Bagaimana Cara Menyiapkan Dana Pendidikan Anak?

Berdasarkan data yang dikeluarkan oleh Badan Pusat Statistik (BPS), kenaikan biaya pendidikan mencapai 10 persen setiap tahun. Setiap orangtua yang ingin anak-anaknya memperoleh pendidikan terbaik tentunya harus pintar menyiapkan dana.

Mempersiapkan dana pendidikan semestinya menjadi prioritas jangka panjang. Dalam keterangan tertulis yang diterima Liputan6.com, Jumat (26/7/2019), PR Manager Treasury, Anang Samsudin menyarankan persiapan dana pendidikan anak bisa dimulai lima tahun hingga 15 tahun sebelumnya.

“Semakin pendek waktu yang kita punya, maka akan semakin besar tenaga dan biaya yang harus dikeluarkan,” katanya.

Selain waktu, hal lain yang tak boleh diabaikan dalam penyiapan dana pendidikan adalah pemilihan instrumen simpanan. Salah satu yang biasa jadi pilihan adalah menyimpan emas sebagai simpanan jangka panjang.

“Yang salah satunya mereka gunakan sebagai biaya pendidikan anak,” katanya.
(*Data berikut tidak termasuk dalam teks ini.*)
PR #1573, opened 2025-03-31
feat: warn the deprecated `max_download_size`, `random_state` and `sampling_method` parameters in `(DataFrame|Series).to_pandas()`

chelsea-lin:
Fixes internal issue 391676515 🦕

### DIFF
--- a/bigframes/dataframe.py
+++ b/bigframes/dataframe.py
@@ -1714,14 +1714,14 @@ class DataFrame(vendored_pandas_frame.DataFrame):
                 "DEPRECATED: The `max_download_size` parameters for `DataFrame.to_pandas()` "
                 "are deprecated and will be removed soon. Please use `DataFrame.to_pandas_batches()`."
             )
-            warnings.warn(msg, category=UserWarning)
+            warnings.warn(msg, category=FutureWarning)
         if sampling_method is not None or random_state is not None:
             msg = bfe.format_message(
                 "DEPRECATED: The `sampling_method` and `random_state` parameters for "
                 "`DataFrame.to_pandas()` are deprecated and will be removed soon. "
                 "Please use `DataFrame.sample().to_pandas()` instead for sampling."
             )
-            warnings.warn(msg, category=UserWarning, stacklevel=2)
+            warnings.warn(msg, category=FutureWarning, stacklevel=2)
 
         if dry_run:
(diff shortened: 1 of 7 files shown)


bigframes/dataframe.py
```diff
@@ -1636,17 +1636,27 @@ def to_pandas(
 
         Args:
             max_download_size (int, default None):
+                .. deprecated:: 2.0.0
+                    `max_download_size` parameter is deprecated. Please use `to_pandas_batch()` method
```
tswast, line 1640: Nit: RST uses two backticks for code format. One is italics.

```suggestion
                    ``max_download_size`` parameter is deprecated. Please use ``to_pandas_batches()`` method
```

bigframes/dataframe.py
```diff
@@ -1666,8 +1676,19 @@ def to_pandas(
                 downsampled rows and all columns of this DataFrame. If dry_run is set, a pandas
                 Series containing dry run statistics will be returned.
         """
-
-        # TODO(orrbradford): Optimize this in future. Potentially some cases where we can return the stored query job
+        if max_download_size is not None:
+            msg = bfe.format_message(
+                "DEPRECATED: The `max_download_size` parameters for `DataFrame.to_pandas()` "
+                "are deprecated and will be removed soon. Please use `DataFrame.to_pandas_batch()`."
```
tswast, line 1682:
```suggestion
                "are deprecated and will be removed soon. Please use ``DataFrame.to_pandas_batches()``."
```

tswast (commented):
Looks like theres some typos in the docstrings. Please fix.

bigframes/dataframe.py
chelsea-lin: Good catches. Fixed!

tswast (approved):
Thanks!

I added a commit to use FutureWarning instead of UserWarning. See: https://docs.python.org/3/library/exceptions.html#FutureWarning

Per https://stackoverflow.com/a/55378483/101923 both DeprecationWarning and [PendingDeprecationWarning](https://docs.python.org/3/library/exceptions.html#PendingDeprecationWarning) are ignored by default, so FutureWarning is the most appropriate for bigframes which is used in notebooks and won't necessarily have pytest test code or similar where the deprecation warnings would be seen.

PR #1575, opened 2025-03-31
chore: setup branch policy for v1

shobsi:

### DIFF
--- a/.github/sync-repo-settings.yaml
+++ b/.github/sync-repo-settings.yaml
@@ -3,7 +3,7 @@
 branchProtectionRules:
 # Identifies the protection rule pattern. Name of the branch to be protected.
 # Defaults to `main`
-- pattern: main
+- pattern: main|v1
   requiresCodeOwnerReviews: true
   requiresStrictStatusChecks: false
   requiredStatusCheckContexts:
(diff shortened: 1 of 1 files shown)


tswast (approved):

.github/sync-repo-settings.yaml
```diff
@@ -3,7 +3,7 @@
 branchProtectionRules:
 # Identifies the protection rule pattern. Name of the branch to be protected.
 # Defaults to `main`
-- pattern: main
```
tswast, line 6: If this is regex, might have to be (main)|(v1)

shobsi: I did a bit of digging up, this seems to be the code responsible for applying the settings in github: https://github.com/googleapis/repo-automation-bots/blob/49f8e698e1a22c71e98371adc03bd69e4e515d1a/packages/sync-repo-settings/src/sync-repo-settings.ts#L175

It calls octokit REST API which clearly says to not use wildcard screen/A79AhsXhEcbbWQQ

So I wonder why the field is called "pattern" (reason for me thinking its a regex), but changed to having v1 branch protection in its own section. PTAL.

PR #1578, opened 2025-04-01
chore: move multimodal tests from PROD to TEST

shuoweil:
chore: move multimodal tests from PROD to TEST
b/406325742

### DIFF
--- a/tests/system/conftest.py
+++ b/tests/system/conftest.py
@@ -110,6 +110,11 @@ def bigquery_client_tokyo(session_tokyo: bigframes.Session) -> bigquery.Client:
 
 
 @pytest.fixture(scope="session")
+def bigquery_client_test(test_session: bigframes.Session) -> bigquery.Client:
+    return test_session.bqclient
+
+
+@pytest.fixture(scope="session")
 def ibis_client(session: bigframes.Session) -> ibis_backends.BaseBackend:
     return session.ibis_client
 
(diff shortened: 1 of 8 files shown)


tests/system/small/ml/test_llm.py
GarrettWu, line 1: Don't move all the tests, only those MM ones. You can create a separate file.

tests/system/conftest.py
```diff
@@ -1463,18 +1491,18 @@ def images_gcs_path() -> str:
 @pytest.fixture(scope="session")
 def images_uris() -> list[str]:
     return [
-        "gs://bigframes_blob_test/images/img0.jpg",
         "gs://bigframes_blob_test/images/img1.jpg",
+        "gs://bigframes_blob_test/images/img0.jpg",
```
GarrettWu, line 1495: Why change this order? Then you need to modify all the test orders.

shuoweil: I do not want to move this order intentionally. When I create the test session, the order is changed when executing the test.

shuoweil: fix

tests/system/small/ml/test_llm.py
shuoweil: fix

tests/system/conftest.py
```diff
@@ -109,6 +109,11 @@ def bigquery_client_tokyo(session_tokyo: bigframes.Session) -> bigquery.Client:
     return session_tokyo.bqclient
 
 
+@pytest.fixture(scope="session")
```
GarrettWu, line 112: where do you need this?

GarrettWu (approved):

tests/system/conftest.py
shuoweil: This is one is not used anyway, it is a left over for a prior check. I have removed it.

PR #1679, opened 2025-05-01
refactor: add uid generator and encasualate query as cte in SQLGlotCompiler

chelsea-lin:


bigframes/core/guid.py
```diff
@@ -19,3 +19,21 @@ def generate_guid(prefix="col_"):
...
+        self.prefix_counters = {}
+
+    def generate_sequential_uid(self, prefix: str) -> str:
+        """Generates a sequential UID with specified prefix."""
+        if prefix not in self.prefix_counters:
+            self.prefix_counters[prefix] = 0
+
+        uid = f"{prefix}{self.prefix_counters[prefix]}"
+        self.prefix_counters[prefix] += 1
+        return uid
```
TrevorBergeron, line 39: Probably nicer to define as a generator (eg. `yield uid` in loop). And maybe we want thread safety? (i know, we don't have on existing guid generators)

bigframes/core/rewrite/identifiers.py
```diff
@@ -13,30 +13,25 @@
...
-    root: bigframes.core.nodes.BigFrameNode,
-    id_generator: Generator[bigframes.core.identifiers.ColumnId, None, None],
-) -> Tuple[
-    bigframes.core.nodes.BigFrameNode,
-    dict[bigframes.core.identifiers.ColumnId, bigframes.core.identifiers.ColumnId],
-]:
-    """
-    Remap all variables in the BFET using the id_generator.
+    root: nodes.BigFrameNode,
+    uid_gen: guid.SequentialUIDGenerator,
```
TrevorBergeron, line 24: Seems unneeded to restrict the type like this.

tests/unit/core/compile/sqlglot/compiler_session.py
```diff
@@ -41,7 +42,9 @@ def to_sql(
 
         # Compared with BigQueryCachingExecutor, SQLCompilerExecutor skips
         # caching the subtree.
-        return self.compiler.compile(array_value.node, ordered=ordered)
+        return self.compiler.SQLGlotCompiler(
+            uid_gen=bigframes.core.guid.SequentialUIDGenerator()
+        ).compile(array_value.node, ordered=ordered)
```
TrevorBergeron, line 47: Why do we want the uid_gen to be part of the object if its not reusable?

bigframes/core/compile/sqlglot/sqlglot_ir.py
```diff
@@ -95,21 +102,44 @@ def from_pyarrow(
...
+        return cls(expr=sg.select(sge.Star()).from_(expr), uid_gen=uid_gen)
 
     def select(
         self,
-        select_cols: typing.Dict[str, sge.Expression],
+        selected_cols: tuple[tuple[str, sge.Expression], ...],
     ) -> SQLGlotIR:
-        selected_cols = [
+        cols_expr = [
             sge.Alias(
```
TrevorBergeron, line 112: Do we always want to alias, even if the ids don't change?

bigframes/core/guid.py
chelsea-lin: I've added a note indicating that the class is not thread-safe, as it's currently intended for internal use only. While I explored defining it as a generator, it seemed incompatible with the dictionary prefix, so I've kept the existing implementation for now.

bigframes/core/rewrite/identifiers.py
chelsea-lin: Agree. Leaving the type here for more readable but can be changed if we want to support more type here.

TrevorBergeron (approved):

PR #1689, opened 2025-05-05
feat: expose `_TABLE_SUFFIX` pseudocolumn for wildcard tables

tswast:
Follow-up to https://github.com/googleapis/python-bigquery-dataframes/pull/1661 and https://github.com/googleapis/python-bigquery-dataframes/pull/1691

Towards internal issues b/405773140 and b/416285785 🦕


tswast:
Marking as `do not merge`, because maybe there's a way we can rename invalid names earlier in the process to internal IDs to avoid having to have the "renames" in cached logic? Could also help with `read_gbq_query`, as well?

Dengan begitu, Anda dapat menutupi kenaikan biaya pendidikan yang terjadi di Indonesia setiap tahunnya.

3 Langkah Perencanaan

Anang menyatakan ada tiga langkah yang perlu dilakukan orangtua dalam perencanaan dana pendidikan anak. Langkah pertama adalah mencari tahu besarnya biaya yang diperlukan untuk dapat bersekolah di lembaga pendidikan yang diinginkan.

Dengan informasi tersebut, para orangtua bisa mulai menghitung dana pendidikan yang harus disiapkan, mulai dari Taman Kanak-kanak hingga Perguruan Tinggi.

Langkah kedua, lakukan estimasi biaya pendidikan yang dibutuhkan pada saat nanti anak masuk sekolah. Cara menghitungnya cukup sederhana dan berlaku bagi jenjang pendidikan TK, SD, SMP, hingga SMA.

“Misalnya total biaya yang dibutuhkan untuk kuliah saat ini adalah Rp80 juta. Maka untuk menghitung estimasi biaya kuliah 10 tahun mendatang, biaya kuliah saat ini harus ditambahkan 10 persen per tahunnya dengan penambahan progresif hingga 10 kali,” jelas Anang.

Langkah Ketiga

Setelah mengetahui besarnya biaya pendidikan anak, langkah ketiga yang perlu dilakukan adalah membuat strategi dalam mempersiapkan dana pendidikan. Salah satunya dengan memilih instrumen keuangan untuk menyimpan dana pendidikan tersebut.

Pilihlah instrumen yang nilainya cenderung naik dalam jangka panjang. Salah satu instrumen yang tepat karena nilainya yang cenderung naik dalam jangka panjang adalah emas.

Langkah terakhir, lakukan review secara berkala terhadap simpanan yang berhasil dikumpulkan. Pastikan kembali dana pendidikan yang sudah terkumpul masih sejalan dengan biaya sekolah dan perguruan tinggi yang sebelumnya direncanakan. Apabila ada perubahan, segera hitung ulang untuk memastikan dana pendidikan masih sesuai rencana.